Download a Printable Version of Consent Form Instructions
The purpose of a consent form is to help the investigator protect subjects by informing them about the research and their rights as human subjects. Thus, it takes two components in achieving this goal: the consent process and the consent form.
A written consent form must contain all the required information (see Elements of Consent Checklist) and it must be capable of being fully understood by the individuals expected to read it. All the relevant information should be included. It is not sufficient to say, “Dr. Jones has explained” such things as the procedure or risks and discomforts. You should put these explanations in the written consent form or else use the short form consent that requires a script of the accompanying oral presentation about the procedure, risks, etc. One way or the other, the IRB needs to know what the subjects will be informed of, not merely that they will be informed. Technical material and the purpose of the study must be explained in lay terms. Procedures should be explained from the point of view of what will happen to the subject in the course of the study.
A general rule of thumb used by federal regulators is that consent forms aimed at the general public should be written at a 7th grade reading level. Adjustments up or down from that standard can be made depending on the target population of subjects. Short sentences and the use of smaller words help to achieve lower reading levels. The Flesch-Kincaid grade level estimate is available by clicking on Tools, Options, Spelling & Grammar in Microsoft Word. It may be helpful but is only an aid for writing at the appropriate level. Common sense is sometimes a better guide. Example 1 below is a consent form written for the general public. The Flesch-Kincaid grade level is 6.7.
The following link may be useful in writing consent forms: http://www.plainlanguage.gov
The document is not supposed to be a legal document that somehow protects the researcher. In fact, courts have ruled that a signed consent form that is too difficult for the subject to understand neither constitutes consent nor protects the investigator and the institution from liability. Therefore, pseudo-legal language such as “hereby”, “aforementioned”, etc. should be avoided on the grounds that it detracts from communication.
Federal regulators also suggest that, in order to facilitate communication, consent forms need to be written in the second person and avoid phrases such as “I understand that...” because they add nothing meaningful beyond the subject’s signature.

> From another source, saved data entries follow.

Issue #1369, opened 2026-04-13
y-coordinates are "top to bottom" for words but "bottom to top" for line points.


SimonAndreys:
## Describe the bug

y-coordinates are "top to bottom" for words but "bottom to top" for line points.

## Minimal Working Example

Attached pdf shows a vertical line with "a" at the top and "b" at the bottom.

[lignes.pdf](https://github.com/user-attachments/files/26675498/lignes.pdf)

Attached code prints the coordinates of "a" and "b" and of x0, y0, x1, y1 of the only line in the pdf.

[plumbTest.py](https://github.com/user-attachments/files/26675781/plumbTest.py)

## Expected behavior

The coordinates of "a" should be within 10 points of the coordinates of x1,y1 (or x0,y0).

## Actual behavior

The y-coordinate of "a" do not match with y1 (nor y0). Instead it is close to page.height-y1, which correspond to a change from top-to-bottom direction to bottom-to-top.
'''
a coordinates:
 x0=71.04614, y0=127.08910000000003, x1=73.33113999999999, y1=132.08910000000003
line :
 x0=73.33114, y0=710.980737, x1=73.33114, y1=767.67365
line  (reverted y):
 x0=73.33114, y0=130.90906300000006, x1=73.33114, y1=74.21615000000008
'''

## Environment

- pdfplumber Version: 0.11.9
- Python 3.12.3
- OS : linux

###Remark
fixing this might be a breaking change for some applications...

Issue #845, opened 2023-03-22
hyperlinks have negative height


bentsi:
## Describe the bug
hyperlink height property has negative height value.

## Code to reproduce the problem
1) open pdf
2) see pdf_file.pages[61].hyperlinks

## PDF file
https://www.singtel.com/content/dam/singtel/about-us/sustainability/reports/Singtel-Group-Sustainability-Report-2022.pdf

## Expected behavior

height should be positive number

## Actual behavior

height has negative value

## Screenshots

![image](https://user-images.githubusercontent.com/5269241/226985552-e63f63fa-8238-4042-a949-150ea9531b13.png)

## Environment

- pdfplumber version: 0.7.5
- Python version: 3.10.5
- OS: Ubuntu 20.04.5 LTS (Focal Fossa)

## Additional context

in addition we can see that "top" and "bottom" attributes are swapped, that doesn't comply with pdfplumber's bounding box definitions as discussed in https://github.com/jsvine/pdfplumber/issues/198

jsvine:
Hi @bentsi, thanks for sharing this example. The `height`, `top`, and `bottom` attributes are all  calculated from the raw annotation's `Rect` (bounding box), specified by the PDF in a direct command. 

In this particular PDF (as observed by opening it in a text editor), that Rect command is `Rect[428.053 634.536 453.041 626.144]`, which corresponds to exactly what you see for `x0`, `y0`, `x1`, `y1` in your screenshot above, suggesting that `pdfplumber` is collecting the correct information.

Given that, there would seem to be two main options:

- Do nothing, on the principle that `pdfplumber` should focus on PDF objects' actual (i.e., as coded) attributes, rather than what we think the author intended.

- When `pdfplumber` sees an annotation that uses a bounding box that suggests a negative height, "fix" the bounding box (probably by flipping the vertical coordinates) so that it has a positive height. 

My inclination is toward the first option, because trying to fix PDF-creator's mistakes seems like opening a can of worms. But I'm open to suggestions otherwise.

soodoku:
This looks like it was fixed some time ago and the issue can probably be closed.

`Page.annots` now normalizes the raw `Rect` before inverting it, in `pdfplumber/page.py`:

```python
x0, top, x1, bottom = _invert_box(_normalize_box((*pt0, *pt1)), rh)
```

[...]

Issue #198, opened 2020-04-06
bbox inversion


ubmarco:
Hi,
this issue is about better understanding pdfplumber's bounding box (bbox) definition.
README.md states the following bbox definition `(x0, top, x1, bottom)`.
I'm confused why the bbox definition is not `(x0, y0, x1, y1)`.

I spent a lot of time understanding where my visual debugging issues came from and I'm not sure if all below considerations are correct, please tell me when I'm wrong.

This is the definition of each coordinate:
```
x0      Distance of left side of object from left side of page.
x1      Distance of right side of object from left side of page.
y0      Distance of bottom of object from bottom of page.
y1      Distance of top of object from bottom of page.
top     Distance of top of object from top of page.
bottom  Distance of bottom of the object from top of page.
```
As I'm having continuous confusion with this, I painted some ASCII art to enable a discussion:
```
PDF standard and pdfminer bbox               pdfplumber bbox                
*-page------------------------*              *-page------------------------*
|                             |              |                ^      ^     |
|                             |              |               top     |     |
|                             |              |                v      |     |
|        +-bbox----+          |              |        +-bbox----+    |     |
|<--x0-->|         |    ^     |              |<--x0-->|         |    |     |
|        |         |    |     |              |        |         |  bottom  |
|<-------|---x1--->|    |     |              |<-------|---x1--->|    |     |
|        +---------+    |     |              |        +---------+    v     |
|            ^          |     |              |                             |
|           y0         y1     |              |                             |
|            v          v     |              |                             |
*-----------------------------*              *-----------------------------*
```
The left is how pdfminer handles bbox for objects. The PDF standard defines the coordinate system origin of pages as the bottom left corner, so pdfminer complies with that.
The left is how pdfplumber handles bboxes.

I wanna have one definition of a bounding box which means I have to write conversion code around pdfplumber which I don't like. Any opinions on that?

jsvine:
Hi @ubmarco, and thank you for the question. It's a good one, with an explanation that's worth documenting here. These are some of the reasons I chose to use a coordinate system with the origin (`0, 0`) in the top-left corner, rather than the bottom-left corner:

- People read PDFs, generally speaking, from the top-left toward the bottom-right. Although it is contrary to the PDF standard, placing the origin in the top-left felt more intuitive to me and, I guessed, to newcomers.

[...]

PR #1387, opened 2026-07-27
Document the `y0`/`y1` vs `top`/`bottom`/`doctop` coordinate systems in README

### LINKED ISSUE #389: Explain `top`/`doctop`/`bottom` vs. `y0`/`y1` in README.md
See here:

- https://github.com/jsvine/pdfplumber/issues/198
- https://github.com/jsvine/pdfplumber/discussions/384

soodoku:
Closes #389.

Adds a `#### Coordinates` section to the README, directly above the per-object property tables, explaining the two vertical coordinate systems and how they relate.

The README currently defines `y0`/`y1`/`top`/`bottom`/`doctop` five separate times — once per object type — but never explains why there are two systems, which one bounding boxes use, or how to convert between them. That gap keeps generating issues: #198, #845, #1332, and as recently as this April, #1369, where a user reported as a bug that "y-coordinates are top-to-bottom for words but bottom-to-top for line points."

The section covers:

- which properties are measured from the page bottom (`y0`/`y1`) versus the page top (`top`/`bottom`) and the document top (`doctop`);
- that bounding boxes are `(x0, top, x1, bottom)`, not `(x0, y0, x1, y1)`, and that this is what `.crop(...)` / `.within_bbox(...)` expect;
- why the top-left origin was chosen, summarized from your answer in #198;
- the conversion `top == page.height - y1`, with the caveat that a non-zero `MediaBox` origin shifts it by `page.mediabox[1]`;
- that objects parsed from the PDF carry both varieties, while `.extract_words(...)` and `.search(...)` results carry only the top-down ones, and that `pts` are `(x, top)` tuples.

Every factual claim was checked against the library rather than against the existing prose:

- `top == page.height - y1` and `bottom == page.height - y0` hold exactly on a standard page, and fail by exactly `page.mediabox[1]` on `tests/pdfs/issue-1181.pdf` (`MediaBox` origin at `y = -200`), which is what the caveat records.
- The property inventory was confirmed by inspecting real objects: `char`/`line`/`rect`/`curve`/`image`/`annot`/`hyperlink` carry all seven; `.extract_words(...)` returns `top`/`bottom`/`doctop` and no `y0`/`y1`; `.search(...)` returns `top`/`bottom`.
- Using the reproduction attached to #1369, the documented rule accounts for the reported numbers exactly: read consistently in the top-down system, the two words land within 4 points of the line's endpoints, which is the agreement the reporter expected.

Docs-only, so no tests are added. `make lint` and `make tests` both pass locally (172 passed).

### DIFF
--- a/README.md
+++ b/README.md
@@ -144,6 +144,33 @@ Each instance of `pdfplumber.PDF` and `pdfplumber.Page` provides access to sever
 
 Each object is represented as a simple Python `dict`, with the following properties:
 
+#### Coordinates
+
+Horizontal coordinates are unambiguous: `x0` and `x1` are both measured from the left edge of the page. Vertical coordinates come in two varieties, and mixing them is a common source of confusion:
+
+| Property | Measured from | Direction |
+|----------|---------------|-----------|
+|`y0`, `y1`| Bottom of the page | Upward |
+|`top`, `bottom`| Top of the page | Downward |
+|`doctop`| Top of the *document* | Downward |
+
+The `y0`/`y1` pair follows the PDF specification's own coordinate system, and is retained for compatibility with `pdfminer.six`. Everything else in `pdfplumber` places the origin in the __top-left__ corner. In particular, bounding boxes are expressed as `(x0, top, x1, bottom)` — *not* `(x0, y0, x1, y1)` — which is what `.crop(...)`, `.within_bbox(...)`, and the visual-debugging methods expect.
+
+The top-left origin was chosen because ([#198](https://github.com/jsvine/pdfplumber/issues/198)) people generally read PDFs from the top-left toward the bottom-right; because measuring from the top is what makes `doctop` — the distance from the top of the *whole document* — able to distinguish objects at similar heights on different pages; and because most adjacent layout systems (SVG, Canvas, PIL/Pillow, which `pdfplumber` itself uses for visual debugging) also put the origin in the top-left.
+
+For a page whose `MediaBox` begins at the origin — the typical case — the two systems convert simply:
+
+```python
+y1 == page.height - top
+y0 == page.height - bottom
+```
+
+If the `MediaBox` does not begin at `(0, 0)`, both conversions are shifted by its vertical offset, `page.mediabox[1]`.
+
+Not every object carries both varieties. Objects parsed directly from the PDF — `char`, `line`, `rect`, `curve`, `image`, `annot`, and `hyperlink` — have all of the properties above. Objects that `pdfplumber` computes for you use only the top-down properties: the dicts returned by `.extract_words(...)` provide `top`, `bottom`, and `doctop` but no `y0`/`y1`, and those returned by `.search(...)` provide `top` and `bottom`. Relatedly, a `line`'s or `curve`'s `pts` are `(x, top)` tuples.
+
+Because object bounding boxes are normalized, `top` is never greater than `bottom`, and `height` (equal to `bottom - top`) is never negative.
+
 #### `char` properties
 
 | Property | Description |
@@ -576,6 +603,7 @@ Many thanks to the following users who've contributed ideas, features, and fixes
 - [Anton Ilin](https://github.com/bronislav)
 - [Sebastian Cao](https://github.com/cycsmail)
 - [Kaspar Naraghi](https://github.com/kaninaba94)
+- [Gaurav Sood](https://github.com/soodoku)
 
 ## Contributing
 
--- a/README.md
+++ b/README.md
@@ -156,20 +156,18 @@ Horizontal coordinates are unambiguous: `x0` and `x1` are both measured from the
 
 The `y0`/`y1` pair follows the PDF specification's own coordinate system, and is retained for compatibility with `pdfminer.six`. Everything else in `pdfplumber` places the origin in the __top-left__ corner. In particular, bounding boxes are expressed as `(x0, top, x1, bottom)` — *not* `(x0, y0, x1, y1)` — which is what `.crop(...)`, `.within_bbox(...)`, and the visual-debugging methods expect.
 
-The top-left origin was chosen because ([#198](https://github.com/jsvine/pdfplumber/issues/198)) people generally read PDFs from the top-left toward the bottom-right; because measuring from the top is what makes `doctop` — the distance from the top of the *whole document* — able to distinguish objects at similar heights on different pages; and because most adjacent layout systems (SVG, Canvas, PIL/Pillow, which `pdfplumber` itself uses for visual debugging) also put the origin in the top-left.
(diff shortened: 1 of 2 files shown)


README.md
```diff
@@ -144,6 +144,33 @@ Each instance of `pdfplumber.PDF` and `pdfplumber.Page` provides access to sever
...
+```python
+y1 == page.height - top
+y0 == page.height - bottom
+```
+
+If the `MediaBox` does not begin at `(0, 0)`, both conversions are shifted by its vertical offset, `page.mediabox[1]`.
+
+Not every object carries both varieties. Objects parsed directly from the PDF — `char`, `line`, `rect`, `curve`, `image`, `annot`, and `hyperlink` — have all of the properties above. Objects that `pdfplumber` computes for you use only the top-down properties: the dicts returned by `.extract_words(...)` provide `top`, `bottom`, and `doctop` but no `y0`/`y1`, and those returned by `.search(...)` provide `top` and `bottom`. Relatedly, a `line`'s or `curve`'s `pts` are `(x, top)` tuples.
+
+Because object bounding boxes are normalized, `top` is never greater than `bottom`, and `height` (equal to `bottom - top`) is never negative.
```
jsvine: I think we can probably cut this line. Or does it clarify something that is a common source of confusion? (Perhaps I'm just overlooking that.)

README.md
```diff
@@ -144,6 +144,33 @@ Each instance of `pdfplumber.PDF` and `pdfplumber.Page` provides access to sever
...
+|----------|---------------|-----------|
+|`y0`, `y1`| Bottom of the page | Upward |
+|`top`, `bottom`| Top of the page | Downward |
+|`doctop`| Top of the *document* | Downward |
+
+The `y0`/`y1` pair follows the PDF specification's own coordinate system, and is retained for compatibility with `pdfminer.six`. Everything else in `pdfplumber` places the origin in the __top-left__ corner. In particular, bounding boxes are expressed as `(x0, top, x1, bottom)` — *not* `(x0, y0, x1, y1)` — which is what `.crop(...)`, `.within_bbox(...)`, and the visual-debugging methods expect.
+
+The top-left origin was chosen because ([#198](https://github.com/jsvine/pdfplumber/issues/198)) people generally read PDFs from the top-left toward the bottom-right; because measuring from the top is what makes `doctop` — the distance from the top of the *whole document* — able to distinguish objects at similar heights on different pages; and because most adjacent layout systems (SVG, Canvas, PIL/Pillow, which `pdfplumber` itself uses for visual debugging) also put the origin in the top-left.
+
+For a page whose `MediaBox` begins at the origin — the typical case — the two systems convert simply:
```
jsvine, line 161: Since the `y`-flavored variables are the "original" ones, and `top`/`bottom` the conversions, I might suggest framing the code block below in those terms, instead of vice versa.

README.md
```diff
@@ -144,6 +144,33 @@ Each instance of `pdfplumber.PDF` and `pdfplumber.Page` provides access to sever
...
+
+| Property | Measured from | Direction |
+|----------|---------------|-----------|
+|`y0`, `y1`| Bottom of the page | Upward |
+|`top`, `bottom`| Top of the page | Downward |
+|`doctop`| Top of the *document* | Downward |
+
+The `y0`/`y1` pair follows the PDF specification's own coordinate system, and is retained for compatibility with `pdfminer.six`. Everything else in `pdfplumber` places the origin in the __top-left__ corner. In particular, bounding boxes are expressed as `(x0, top, x1, bottom)` — *not* `(x0, y0, x1, y1)` — which is what `.crop(...)`, `.within_bbox(...)`, and the visual-debugging methods expect.
+
+The top-left origin was chosen because ([#198](https://github.com/jsvine/pdfplumber/issues/198)) people generally read PDFs from the top-left toward the bottom-right; because measuring from the top is what makes `doctop` — the distance from the top of the *whole document* — able to distinguish objects at similar heights on different pages; and because most adjacent layout systems (SVG, Canvas, PIL/Pillow, which `pdfplumber` itself uses for visual debugging) also put the origin in the top-left.
```
jsvine: The `doctop` part of the explanation, although true, feels like a bit of a distraction, and slightly difficult to follow. Maybe just keep this paragraph to the first and third parts?

README.md
```diff
@@ -144,6 +144,33 @@ Each instance of `pdfplumber.PDF` and `pdfplumber.Page` provides access to sever
...
+
+Horizontal coordinates are unambiguous: `x0` and `x1` are both measured from the left edge of the page. Vertical coordinates come in two varieties, and mixing them is a common source of confusion:
+
+| Property | Measured from | Direction |
+|----------|---------------|-----------|
+|`y0`, `y1`| Bottom of the page | Upward |
+|`top`, `bottom`| Top of the page | Downward |
+|`doctop`| Top of the *document* | Downward |
+
+The `y0`/`y1` pair follows the PDF specification's own coordinate system, and is retained for compatibility with `pdfminer.six`. Everything else in `pdfplumber` places the origin in the __top-left__ corner. In particular, bounding boxes are expressed as `(x0, top, x1, bottom)` — *not* `(x0, y0, x1, y1)` — which is what `.crop(...)`, `.within_bbox(...)`, and the visual-debugging methods expect.
```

Texas Tech University does not have a model consent form and the examples of consent forms below are just examples. The IRB believes that subjects’ rights will be better protected if investigators have to think about the best way to inform subjects rather than simply filling out a form.
Any format is acceptable as long as it serves its intended purpose and includes the elements of consent. Investigators should craft consent forms that clearly include the elements of consent but which are specific to their own research program and to particular projects. It may be a good idea for each researcher to create a model consent form or template that can be modified for specific projects.
The consent process is a critical component in achieving understanding of the research and the participant’s involvement throughout the study. There are different methods of conducting the consent process and the researcher can determine the best method based upon the project’s procedures. The end result of the consent process should also be two-fold: (1) the participant’s understanding of their involvement in the research project and (2) the researcher’s assurance that the participant has been properly informed and comprehended the research requirements involved.
One copy of the consent form must be given to the subject and one copy must be retained by the investigator. The investigator must keep consent forms for a period of three years after the termination of the IRB approval. Expiration dates on consent forms change when annual reviews are conducted and approved. Investigators should be cognizant of consent form expiration dates.